Friday, April 30, 2010

Fervent Searchers

Is it possible to be spiritually fervent and searching, to be both a believer as well as a listener, and to honor the truth of one’s own convictions as well as the mystery of the convictions of others? I believe it is. However, humility is essential if we are to live in this way. We’ve all seen that there exists a certainty (i.e. a ‘fundamentalism’) that leads to arrogance and a lack of compassion for others. Let’s have none of this. Faith must be graced with humility. Only humility allows us to love those with whom we disagree, thereby keeping our hearts open toward them. When we embrace humility, we actually make the world a safer place for others. (Buyer, beware! Living this way can make life more dangerous for ourselves- which may be why we rarely see ‘fervent searchers’, ‘believing listeners’, and those who are able to honor both their own convictions as well as those of others).

Saturday, April 24, 2010

Grief Observed


This has been a year of 'grief observed'. Rebecca's brother died a year ago. My sister Cindy passed away last August. Rebecca's father just last month. These three people have been greatly loved. It has been difficult to let them go.


In The Awakened Heart, author Gerald May writes: "Love is present whenever we experience loneliness, loss, [and] grief.... We may say such feelings of bereavement come from an absence of love, but in fact they are signs of our loving; they express how much we care. We grieve according to how much of ourselves we have already given; we yearn according to how much we would give, if only we could."

Thursday, April 22, 2010

Disembodied Concepts or Reciprocal Love?

The great A.W. Tozer once wrote: "The Bible is not an end in itself, but a means to bring men to an intimate and satisfying knowledge of God.” We need to be careful that our doctrines and systematic theologies don't con us into thinking we are genuinely connecting with the Living God. It is easy in these days to embrace a form of Christian faith that is devoted less to the experience of God than to abstractions about God. Quaker author Parker Palmer asks a great question in his Let Your Life Shine: "How did so many disembodied concepts emerge from a tradition whose central commitment is to 'the Word become flesh'?"

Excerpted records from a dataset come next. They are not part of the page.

PR #1790, opened 2024-11-24
fix(ui-form-field): Remove hardcoded colors and use theme provided ones

szalonna:
The form field message component used hardcoded colors for the different message types, independently from the theme currently used. Now it will use the theme-provided colors.


matyasf:
Thanks for the PR, we will look at it

matyasf (approved):
looks good, thanks for the contribution!

szalonna:
After our meeting, I consider this an obsolete

PR #1794, opened 2024-11-26
fix(ui-text-area): make focus line follow resized textarea

joyenjoyer:
Closes: INSTUI-4380

Test: add the `resize` property to `TextArea` component, resize it and observe whether the focusline follows the resizing properly.

### DIFF
--- a/packages/ui-text-area/src/TextArea/index.tsx
+++ b/packages/ui-text-area/src/TextArea/index.tsx
@@ -117,8 +117,8 @@ class TextArea extends Component<TextAreaProps> {
         if (this._highlightRef) {
           const entryStyle = window.getComputedStyle(entry.target)
           this._highlightRef.style.transition = 'none'
-          this._highlightRef.style.width = `calc(${entryStyle.width}px + 2.125rem)`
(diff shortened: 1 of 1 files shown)


packages/ui-text-area/src/TextArea/index.tsx
```diff
@@ -117,8 +117,8 @@ class TextArea extends Component<TextAreaProps> {
         if (this._highlightRef) {
           const entryStyle = window.getComputedStyle(entry.target)
           this._highlightRef.style.transition = 'none'
-          this._highlightRef.style.width = `calc(${entryStyle.width}px + 2.125rem)`
-          this._highlightRef.style.height = `calc(${entryStyle.height}px + 2.125rem)`
+          this._highlightRef.style.width = `calc(${entryStyle.width} + 0.5rem)`
```
joyenjoyer, line 120: entryStyle.width is a string, which already has 'px' in it. I removed the unneccessary px string from the `calc()` function and added the proper rem amount.

matyasf (approved):
nice work!
An extra unit test would be nice, but it might be too tricky

balzss:
nice work!

balzss (approved):

PR #1800, opened 2024-11-28
docs: add more documentation on how to do theme overrides

matyasf:
Content mostly recovered from the deleted parts in the v9 version, but I also tried to make the examples more clear


balzss:
looks good, I'd add an extra section about overriding "nested" components. e.g. if you want to override the `borderRadius` for `DateInput2` you cannot do it directly and you have to do it like this:

```
<InstUISettingsProvider
  theme={{
    componentOverrides: {
      TextInput: {
        borderRadius: '50%'
      }
    }
  }}
    >
    <DateInput2 />
</InstUISettingsProvider>
```

balzss (approved):

HerrTopi (approved):

PR #1805, opened 2024-12-02
feat(ui-progress): add isRounded to ProgressBar

adamiku:


balzss:
Hi @adamiku , thanks for the PR. Please do not add `isRounded` as a prop but add a new theme variable for `borderRadius` in progressbar instead so you can override it with your value (`20px`) in your codebase. Also we do not use hardcoded variables in `styles.ts` files.

adamiku:
> Hi @adamiku , thanks for the PR. Please do not add `isRounded` as a prop but add a new theme variable for `borderRadius` in progressbar instead so you can override it with your value (`20px`) in your codebase. Also we do not use hardcoded variables in `styles.ts` files.

I close this PR as the InstUi team will implement it.

PR #1808, opened 2024-12-03
feat(shared-types,ui-progress): add customization options for progressbar

balzss:


packages/ui-progress/src/ProgressBar/index.tsx
```diff
@@ -130,11 +131,11 @@ class ProgressBar extends Component<ProgressBarProps> {
           />
 
           <span css={styles?.track} role="presentation" aria-hidden="true">
-            <span css={styles?.trackValue}></span>
+            <span css={styles?.trackValue}>{renderValueInside && value}</span>
           </span>
         </span>
 
-        {value && (
+        {value && !renderValueInside && (
```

The aim of spending time in God's Word is not that we might have a relationship with our Bibles or become masters of theology (disembodied concepts- abstractions about God), but that we might truly encounter God himself in a relationship of reciprocal love (his love, of course, far out distancing, overpowering, and strengthening ours). 




Sunday, April 18, 2010

John Piper's Public Announcement

John Piper’s ministry has influenced me a good deal over the years. I studied under John back in 1977 when he taught at the college I attended. John was just as fiery and passionate back in those days as he is now at 64 years of age. Maybe you’ve heard of John's public announcement that he is taking an eight month leave of absence to attend to his soul. Well, John has been applauded for taking this action from just about every corner of the Evangelical world. One friend of mine said: "This man restores my faith in pastors. Imagine that, a pastor admitting his sin."

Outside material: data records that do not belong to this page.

PR #1809, opened 2024-12-03
fix(ui-text-input): fix long before elements overflowing in TextInput, Select,SimpleSelect

matyasf:
Closes: INSTUI-4344

When adding lots of elements like Tags it was overflowing the input field, this commit fixes it

This bug was introduced with https://github.com/instructure/instructure-ui/pull/1696 when we added a Flex layout without wrap.

TEST PLAN:
Add lots of elements to renderBeforeInput to Select,SimpleSelect,TextInput. They should wrap not overflow

### DIFF
--- a/packages/ui-text-input/src/TextInput/index.tsx
+++ b/packages/ui-text-input/src/TextInput/index.tsx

I’d like to say something about this- something very few have said at this point. Quite frankly, I don’t understand why John felt the need to share this decision in the manner he did.  Leaders often take sabbaticals- and usually for the purpose of doing soul work: making adjustments due to pride; working on their marriage; repositioning for the future.  There is a reason that Jesus said: “When you fast, do it in secret.”

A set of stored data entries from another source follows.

PR #1812, opened 2024-12-06
WIP: new spacing

balzss:


balzss:
@matyasf @HerrTopi this is the first part of the spacing update. this pr adds the tokens, the guide and the margin prop for some components. in order to keep the pr normal size and make the review easier, other components will get the margin prop in other PRs

packages/ui-color-picker/src/ColorPicker/props.ts
```diff
@@ -225,6 +225,11 @@ type ColorPickerOwnProps = {
    * If true, alpha slider will be rendered. Defaults to false
    */
   withAlpha?: boolean
+
+  /**
+   * Margin around the component. Accepts a `Spacing` token. See token values and example usage in [this guide](/#layout-spacing).
```
matyasf, line 230: we should put the full link here, so it works in IDEs

docs/guides/layout-spacing.md
```diff
@@ -0,0 +1,92 @@
+---
+title: Layout Spacing
+category: Guides
+order: 8
+---
+
+# Layout Spacing
+
+Our design system provides a set of spacing tokens for consistent layouts and components. Some tokens share values but should be used semantically. For instance, while both `space12` and `buttons` are 12px, `buttons` should be used for spacing between buttons.
+
```
matyasf, line 10: we should mention the legacy tokens here too

packages/ui-themes/src/sharedThemeTokens/spacing.ts
```diff
@@ -33,7 +34,37 @@ const spacing: Spacing = Object.freeze({
   medium: '1.5rem', // 24px
   large: '2.25rem', // 36px
   xLarge: '3rem', // 48px
-  xxLarge: '3.75rem' // 60px
+  xxLarge: '3.75rem', // 60px
+
+  // new spacing tokens:
+  space0: '0px',
```
matyasf, line 40: why are these not in rem units?

matyasf:
Nice work, I like it so far :)

It would be good to have a visual test for all these margins. I suggest to make a large single test (like with`TooltipPositioning.tsx`) that has all the components with a set margin besides each other

docs/guides/layout-spacing.md
balzss: good point, I'll do that

packages/ui-themes/src/sharedThemeTokens/spacing.ts
balzss: I agree it should be updated but then `space60` will be a bit misleading when the user is on a zoomed in screen with larger than 16px rems. what do you think the correct solution is here?

packages/__examples__/.storybook/stories/SpacingTokens.tsx
```diff
@@ -0,0 +1,69 @@
...
+  return (
+    <div>
+      {spaceTokens.map((token) => (
+        <Button margin={token as any} key={token}>{token}</Button>
+      ))}
+    </div>
+  )
+}
+
+export default SpacingTokens
```
matyasf, line 69: I'd also put here all components with some fixed spacing value to test that it works for all of them. something like:
```
<Button margin="space4">Button</Button>
<NumberInput margin="space4">NumberInput</NumberInput>
<TextInput margin="space4">TextInput</TextInput>
...
```

HerrTopi (approved):
Lgtm when the already mentioned issues are fixed.

Nice work!

matyasf (changes requested):
Looks good except that the `Margin prop` stories are not in Storybook, I think you need to add them to `stories.ts`
Also can you check the Storybook stories and accept them if they look good?

packages/shared-types/src/ComponentThemeVariables.ts
```diff
@@ -519,6 +519,7 @@ export type ColorPickerTheme = {
   popoverFooterPadding: Spacing['xSmall']
   popoverFooterTopBorderWidth: Border['widthSmall']
   colorMixerButtonContainerLeftMargin: Spacing['xSmall']
+  spacing: any
```
matyasf, line 522: Can you type this?

matyasf (changes requested):
I think there is something off with the composite margin values, e.g.

`<TextInput margin="0 0 buttons 0" renderLabel="Name"/>` adds a margin around all sides. Same is happening in `ColorPicker`.
If this is a bug can you add a test for it? (I guess it needs a cypress component test?)

packages/shared-types/src/ComponentThemeVariables.ts
HerrTopi: This is very tricky to type, almost impossible if I'm correct.

matyasf (approved):

HerrTopi (approved):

No one can question that John is a lover of truth (at least his brand of truth). However, I’ve been concerned about his forcefulness as of late. Most recently, I've noted John’s personal attacks on certain emergent leaders (even making innuendos about knowledge he has of unexposed immorality in their lives), homosexuals in his city (remember the bit about the Minneapolis tornado and the Lutherans?), and the manner of his sparing with Bishop N. T. Wright. Hopefully, a little break will help bring back a little tenderness not only to John’s marriage, but to his public voice as well.




Saturday, April 17, 2010

What Sort of Old Guy Do I Want To Be?

When I was a young man, an older pastor said to me: "Scott, don't think too highly of what you'll be able to accomplish in life. The world will likely be worse off by the time you leave this planet." 


I loved that man so I trusted him and embraced his pessimism (also becoming a Calvinist). Now, at 52 years of age (probably about the age he was when he shared his counsel), I'm no longer certain the pastor gave such good advice. I agree, we ought not to 'think too highly of ourselves' (even Paul says that). Still, we ought to at least be trying to change the world (as well as enjoying the earthly life we've been given). Additionally, I no longer agree that the world is worse off today than it was when I was a younger man. I'd say it is just different (and that's okay). 


Now, I am the old guy (and not quite as Calvinistic as I once was). What sort of old guy am I? I know what I'd like to be- the sort of old guy that inspires youth to embrace the future with hope and work passionately to bring loving changes


To all my younger friends: "Go ahead: embrace the future with hope; make a loving mark wherever you can; and, enjoy the difference that's coming tomorrow. It won't be any better, won't be an worse- just different."